_Work item_
In the listing below, transcribe the line that contains "document the behaviour" and all lines following it, ending with the last line. Add nothing.
----------
PR #10576, opened 2024-09-09
[core,transport] fix ssl info callback function signature and some wa…

llyzs:
The SSL callback signature must be declared as an exact match to the signature that is actually being called, or crash could occur in some systems.

Also fix two functions that should declared as static (compile warning)

### DIFF
--- a/libfreerdp/core/transport.c
+++ b/libfreerdp/core/transport.c
@@ -97,10 +97,8 @@ struct rdp_transport
 	BOOL earlyUserAuth;
 };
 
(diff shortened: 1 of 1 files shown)


mfleisz:
@freerdp-bot test

mfleisz (approved):
lgtm

mfleisz:
@llyzs Sure the new callback type is correct? BIO_info_cb seems to be correctly defined as `int (*)(BIO*, int, int)` in the OpenSSL headers?

PR #10579, opened 2024-09-09
[core,transport] follow up to #10576

akallabeth:
document the behaviour and reference the place it is used to avoid confusion on future code review


mfleisz (approved):
lgtm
----------
_Answer to the exercise_
document the behaviour and reference the place it is used to avoid confusion on future code review


mfleisz (approved):
lgtm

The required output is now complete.